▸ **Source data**
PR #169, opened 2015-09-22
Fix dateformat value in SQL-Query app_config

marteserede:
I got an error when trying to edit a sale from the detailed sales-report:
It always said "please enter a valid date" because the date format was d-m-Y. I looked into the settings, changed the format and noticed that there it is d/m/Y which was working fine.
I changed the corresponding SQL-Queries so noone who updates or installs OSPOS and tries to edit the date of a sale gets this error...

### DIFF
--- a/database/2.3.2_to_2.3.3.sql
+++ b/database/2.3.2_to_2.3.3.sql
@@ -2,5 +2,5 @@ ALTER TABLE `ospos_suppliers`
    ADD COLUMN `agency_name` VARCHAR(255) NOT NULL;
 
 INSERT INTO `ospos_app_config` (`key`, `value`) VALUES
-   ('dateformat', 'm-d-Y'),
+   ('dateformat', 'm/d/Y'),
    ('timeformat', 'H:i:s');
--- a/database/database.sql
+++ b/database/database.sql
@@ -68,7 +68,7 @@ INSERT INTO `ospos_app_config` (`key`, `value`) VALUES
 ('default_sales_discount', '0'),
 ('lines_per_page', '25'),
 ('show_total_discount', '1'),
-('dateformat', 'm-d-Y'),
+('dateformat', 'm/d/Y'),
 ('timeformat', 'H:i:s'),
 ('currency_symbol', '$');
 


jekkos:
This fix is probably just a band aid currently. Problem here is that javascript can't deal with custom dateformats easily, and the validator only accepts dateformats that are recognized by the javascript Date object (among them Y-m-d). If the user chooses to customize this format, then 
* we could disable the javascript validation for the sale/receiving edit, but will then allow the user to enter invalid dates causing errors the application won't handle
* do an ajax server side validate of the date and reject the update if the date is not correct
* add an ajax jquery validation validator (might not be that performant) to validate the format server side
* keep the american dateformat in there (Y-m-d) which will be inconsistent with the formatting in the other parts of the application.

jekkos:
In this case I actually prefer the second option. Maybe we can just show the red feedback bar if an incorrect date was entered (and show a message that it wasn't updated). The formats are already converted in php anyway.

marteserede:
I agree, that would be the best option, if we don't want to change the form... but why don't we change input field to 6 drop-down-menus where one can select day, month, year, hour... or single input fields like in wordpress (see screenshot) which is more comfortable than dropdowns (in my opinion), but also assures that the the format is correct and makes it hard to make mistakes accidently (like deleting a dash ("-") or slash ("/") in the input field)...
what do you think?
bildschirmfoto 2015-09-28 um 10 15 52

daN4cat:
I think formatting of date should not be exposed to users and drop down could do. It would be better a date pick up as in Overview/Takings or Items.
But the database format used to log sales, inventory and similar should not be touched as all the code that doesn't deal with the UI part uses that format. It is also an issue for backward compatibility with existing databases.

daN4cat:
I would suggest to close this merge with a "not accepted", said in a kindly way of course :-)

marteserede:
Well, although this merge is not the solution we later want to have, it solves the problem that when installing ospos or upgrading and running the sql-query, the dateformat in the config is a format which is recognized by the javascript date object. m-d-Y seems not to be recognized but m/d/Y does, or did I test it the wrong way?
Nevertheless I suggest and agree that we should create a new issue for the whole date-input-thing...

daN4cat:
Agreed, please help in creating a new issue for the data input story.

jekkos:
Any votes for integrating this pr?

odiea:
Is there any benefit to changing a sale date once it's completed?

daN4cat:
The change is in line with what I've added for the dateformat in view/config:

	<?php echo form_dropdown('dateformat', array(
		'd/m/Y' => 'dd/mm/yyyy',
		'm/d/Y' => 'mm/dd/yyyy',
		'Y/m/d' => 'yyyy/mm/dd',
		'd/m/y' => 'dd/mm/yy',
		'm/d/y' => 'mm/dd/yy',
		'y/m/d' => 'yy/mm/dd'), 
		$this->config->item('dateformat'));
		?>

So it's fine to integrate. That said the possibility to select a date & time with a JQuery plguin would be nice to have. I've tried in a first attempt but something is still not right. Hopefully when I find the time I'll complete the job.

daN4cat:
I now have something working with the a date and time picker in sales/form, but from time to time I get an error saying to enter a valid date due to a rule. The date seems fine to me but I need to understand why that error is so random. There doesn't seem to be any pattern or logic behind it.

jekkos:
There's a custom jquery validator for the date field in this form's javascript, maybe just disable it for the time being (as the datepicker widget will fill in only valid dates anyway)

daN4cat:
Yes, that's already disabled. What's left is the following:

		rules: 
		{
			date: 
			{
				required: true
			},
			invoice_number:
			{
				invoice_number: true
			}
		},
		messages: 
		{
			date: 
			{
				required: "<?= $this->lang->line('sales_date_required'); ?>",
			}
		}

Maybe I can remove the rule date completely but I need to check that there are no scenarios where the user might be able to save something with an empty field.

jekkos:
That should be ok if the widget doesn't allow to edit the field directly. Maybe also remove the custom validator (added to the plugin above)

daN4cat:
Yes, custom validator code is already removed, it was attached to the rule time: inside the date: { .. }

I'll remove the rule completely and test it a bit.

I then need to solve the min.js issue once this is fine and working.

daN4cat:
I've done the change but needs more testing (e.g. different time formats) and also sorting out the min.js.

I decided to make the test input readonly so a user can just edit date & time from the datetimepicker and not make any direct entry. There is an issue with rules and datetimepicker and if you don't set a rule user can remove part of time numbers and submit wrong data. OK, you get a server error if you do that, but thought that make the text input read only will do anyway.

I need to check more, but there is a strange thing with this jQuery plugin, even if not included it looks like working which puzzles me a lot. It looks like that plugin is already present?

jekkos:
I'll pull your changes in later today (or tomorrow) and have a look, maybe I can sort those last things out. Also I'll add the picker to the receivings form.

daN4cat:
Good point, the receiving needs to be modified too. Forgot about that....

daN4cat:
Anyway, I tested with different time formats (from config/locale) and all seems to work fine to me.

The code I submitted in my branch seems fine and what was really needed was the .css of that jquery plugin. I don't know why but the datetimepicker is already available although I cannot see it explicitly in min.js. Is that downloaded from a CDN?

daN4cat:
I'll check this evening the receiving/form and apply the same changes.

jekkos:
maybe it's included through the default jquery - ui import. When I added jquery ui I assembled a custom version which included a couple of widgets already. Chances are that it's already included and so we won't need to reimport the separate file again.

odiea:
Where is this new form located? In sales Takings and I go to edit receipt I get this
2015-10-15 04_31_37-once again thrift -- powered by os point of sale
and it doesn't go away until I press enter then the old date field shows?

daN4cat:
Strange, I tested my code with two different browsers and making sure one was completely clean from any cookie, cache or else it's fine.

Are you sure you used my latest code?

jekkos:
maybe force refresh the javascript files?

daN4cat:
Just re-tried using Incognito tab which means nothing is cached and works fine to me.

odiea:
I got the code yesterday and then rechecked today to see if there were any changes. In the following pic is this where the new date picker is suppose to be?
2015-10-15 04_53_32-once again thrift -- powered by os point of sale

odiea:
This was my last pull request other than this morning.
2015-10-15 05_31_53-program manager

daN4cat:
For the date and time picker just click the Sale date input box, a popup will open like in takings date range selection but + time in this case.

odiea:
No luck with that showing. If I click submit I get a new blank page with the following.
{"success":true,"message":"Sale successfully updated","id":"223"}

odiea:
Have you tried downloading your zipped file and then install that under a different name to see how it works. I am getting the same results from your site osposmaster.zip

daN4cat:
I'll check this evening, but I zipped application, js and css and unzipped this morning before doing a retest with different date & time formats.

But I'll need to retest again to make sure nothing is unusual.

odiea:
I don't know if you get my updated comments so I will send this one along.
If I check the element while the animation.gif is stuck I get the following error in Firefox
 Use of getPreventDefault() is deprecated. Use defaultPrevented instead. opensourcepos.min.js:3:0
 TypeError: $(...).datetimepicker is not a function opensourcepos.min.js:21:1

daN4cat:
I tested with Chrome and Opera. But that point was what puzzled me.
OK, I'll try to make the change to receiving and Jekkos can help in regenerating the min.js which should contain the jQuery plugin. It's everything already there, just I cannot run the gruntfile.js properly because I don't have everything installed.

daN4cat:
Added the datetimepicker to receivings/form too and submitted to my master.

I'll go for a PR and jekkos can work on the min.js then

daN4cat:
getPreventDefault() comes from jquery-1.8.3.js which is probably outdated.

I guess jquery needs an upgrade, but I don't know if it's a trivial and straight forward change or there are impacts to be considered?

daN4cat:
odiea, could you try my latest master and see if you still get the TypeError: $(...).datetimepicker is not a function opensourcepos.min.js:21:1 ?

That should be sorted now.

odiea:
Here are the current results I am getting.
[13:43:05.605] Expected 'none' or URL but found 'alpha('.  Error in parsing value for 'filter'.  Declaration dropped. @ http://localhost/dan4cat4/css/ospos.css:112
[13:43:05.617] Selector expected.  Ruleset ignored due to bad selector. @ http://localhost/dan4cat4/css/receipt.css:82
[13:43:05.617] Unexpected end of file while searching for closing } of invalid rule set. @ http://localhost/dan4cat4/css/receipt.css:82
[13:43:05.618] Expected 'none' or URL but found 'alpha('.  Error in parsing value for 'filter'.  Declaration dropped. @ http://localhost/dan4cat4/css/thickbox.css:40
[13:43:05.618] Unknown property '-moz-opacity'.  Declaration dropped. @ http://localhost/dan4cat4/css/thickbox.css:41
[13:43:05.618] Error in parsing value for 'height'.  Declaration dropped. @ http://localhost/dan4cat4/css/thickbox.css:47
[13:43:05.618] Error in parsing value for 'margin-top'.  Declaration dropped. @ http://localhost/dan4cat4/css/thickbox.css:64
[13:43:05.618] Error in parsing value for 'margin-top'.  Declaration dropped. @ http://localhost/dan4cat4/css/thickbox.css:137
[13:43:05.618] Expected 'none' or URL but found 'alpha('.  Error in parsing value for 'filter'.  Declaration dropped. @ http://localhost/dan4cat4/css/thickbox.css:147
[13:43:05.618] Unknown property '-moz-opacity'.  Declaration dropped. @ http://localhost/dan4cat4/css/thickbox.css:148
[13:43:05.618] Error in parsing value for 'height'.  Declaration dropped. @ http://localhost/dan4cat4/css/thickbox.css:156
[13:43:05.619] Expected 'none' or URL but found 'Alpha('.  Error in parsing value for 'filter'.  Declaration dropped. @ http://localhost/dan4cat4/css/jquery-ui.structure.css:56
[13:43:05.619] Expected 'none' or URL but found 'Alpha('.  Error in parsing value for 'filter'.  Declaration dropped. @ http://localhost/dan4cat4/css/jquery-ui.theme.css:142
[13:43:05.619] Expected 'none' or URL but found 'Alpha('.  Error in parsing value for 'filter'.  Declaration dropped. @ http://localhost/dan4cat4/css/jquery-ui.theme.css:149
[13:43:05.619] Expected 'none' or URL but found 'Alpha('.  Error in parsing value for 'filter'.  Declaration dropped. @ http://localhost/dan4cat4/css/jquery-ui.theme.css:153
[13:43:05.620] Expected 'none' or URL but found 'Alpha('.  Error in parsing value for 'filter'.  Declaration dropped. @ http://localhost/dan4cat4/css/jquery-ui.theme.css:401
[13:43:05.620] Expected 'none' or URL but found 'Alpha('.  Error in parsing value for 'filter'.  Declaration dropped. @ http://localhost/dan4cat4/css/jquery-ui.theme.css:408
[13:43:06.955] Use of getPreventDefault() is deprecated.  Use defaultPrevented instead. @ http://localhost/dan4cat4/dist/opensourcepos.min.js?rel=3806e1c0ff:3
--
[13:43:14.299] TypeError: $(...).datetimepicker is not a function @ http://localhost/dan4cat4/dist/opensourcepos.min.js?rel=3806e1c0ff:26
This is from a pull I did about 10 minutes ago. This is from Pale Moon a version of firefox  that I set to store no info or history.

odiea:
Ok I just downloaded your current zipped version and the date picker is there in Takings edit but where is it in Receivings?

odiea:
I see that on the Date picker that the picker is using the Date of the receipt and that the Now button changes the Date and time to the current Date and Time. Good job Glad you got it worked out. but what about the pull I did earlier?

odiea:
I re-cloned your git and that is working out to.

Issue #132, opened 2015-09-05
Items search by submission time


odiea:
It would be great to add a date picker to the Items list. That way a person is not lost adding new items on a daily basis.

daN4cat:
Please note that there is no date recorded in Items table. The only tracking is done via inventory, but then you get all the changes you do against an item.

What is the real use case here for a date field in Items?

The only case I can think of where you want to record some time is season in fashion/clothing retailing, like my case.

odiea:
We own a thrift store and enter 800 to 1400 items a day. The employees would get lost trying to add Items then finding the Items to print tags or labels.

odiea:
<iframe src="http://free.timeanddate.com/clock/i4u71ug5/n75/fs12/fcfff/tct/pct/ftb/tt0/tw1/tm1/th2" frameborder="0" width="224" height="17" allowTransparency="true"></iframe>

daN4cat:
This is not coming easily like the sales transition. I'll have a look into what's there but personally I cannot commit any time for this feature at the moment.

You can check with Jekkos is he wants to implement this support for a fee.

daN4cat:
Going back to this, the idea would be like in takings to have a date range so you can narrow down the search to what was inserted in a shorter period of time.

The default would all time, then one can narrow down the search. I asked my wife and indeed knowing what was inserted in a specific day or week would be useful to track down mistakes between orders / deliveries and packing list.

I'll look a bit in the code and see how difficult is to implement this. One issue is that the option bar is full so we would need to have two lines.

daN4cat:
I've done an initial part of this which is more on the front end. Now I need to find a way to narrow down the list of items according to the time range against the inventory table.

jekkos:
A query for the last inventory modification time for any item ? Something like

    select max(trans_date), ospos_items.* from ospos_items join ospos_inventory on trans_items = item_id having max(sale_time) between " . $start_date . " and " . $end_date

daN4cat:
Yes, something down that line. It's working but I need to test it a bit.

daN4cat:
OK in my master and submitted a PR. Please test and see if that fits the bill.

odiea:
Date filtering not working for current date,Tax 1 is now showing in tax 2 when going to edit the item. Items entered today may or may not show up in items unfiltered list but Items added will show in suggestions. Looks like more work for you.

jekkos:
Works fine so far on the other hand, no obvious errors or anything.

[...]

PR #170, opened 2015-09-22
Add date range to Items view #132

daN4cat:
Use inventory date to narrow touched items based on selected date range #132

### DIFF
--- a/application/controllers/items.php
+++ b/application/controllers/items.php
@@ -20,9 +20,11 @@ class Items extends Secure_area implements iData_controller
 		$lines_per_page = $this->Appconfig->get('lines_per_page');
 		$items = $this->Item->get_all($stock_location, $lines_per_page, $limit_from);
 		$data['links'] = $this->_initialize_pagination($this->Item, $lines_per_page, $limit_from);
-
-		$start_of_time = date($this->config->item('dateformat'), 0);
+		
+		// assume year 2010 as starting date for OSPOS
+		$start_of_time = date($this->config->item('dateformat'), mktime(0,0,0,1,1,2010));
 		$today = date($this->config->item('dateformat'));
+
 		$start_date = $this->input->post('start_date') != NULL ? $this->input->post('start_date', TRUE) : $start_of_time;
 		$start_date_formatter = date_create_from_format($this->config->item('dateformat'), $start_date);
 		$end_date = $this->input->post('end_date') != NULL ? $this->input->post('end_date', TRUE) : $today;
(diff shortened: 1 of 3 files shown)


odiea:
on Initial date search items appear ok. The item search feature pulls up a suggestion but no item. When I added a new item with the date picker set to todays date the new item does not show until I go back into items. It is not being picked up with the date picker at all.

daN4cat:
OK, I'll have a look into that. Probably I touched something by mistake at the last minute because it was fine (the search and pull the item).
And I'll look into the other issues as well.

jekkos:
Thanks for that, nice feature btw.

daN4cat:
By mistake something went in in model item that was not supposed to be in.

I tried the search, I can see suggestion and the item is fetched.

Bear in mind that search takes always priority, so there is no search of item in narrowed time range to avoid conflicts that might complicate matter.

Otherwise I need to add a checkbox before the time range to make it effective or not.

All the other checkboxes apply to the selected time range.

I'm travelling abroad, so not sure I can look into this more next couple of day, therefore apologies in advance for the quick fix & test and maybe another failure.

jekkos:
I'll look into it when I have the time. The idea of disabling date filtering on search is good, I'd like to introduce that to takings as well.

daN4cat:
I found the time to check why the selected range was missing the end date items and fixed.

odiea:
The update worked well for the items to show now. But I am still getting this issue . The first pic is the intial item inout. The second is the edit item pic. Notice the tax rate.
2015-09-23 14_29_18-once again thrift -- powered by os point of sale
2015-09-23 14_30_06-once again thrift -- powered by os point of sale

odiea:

▸ **Exercise description**
Using the records above, give the number of lines in which the word "wrong" occurs, and nothing else.

▸ **Result for this exercise**
2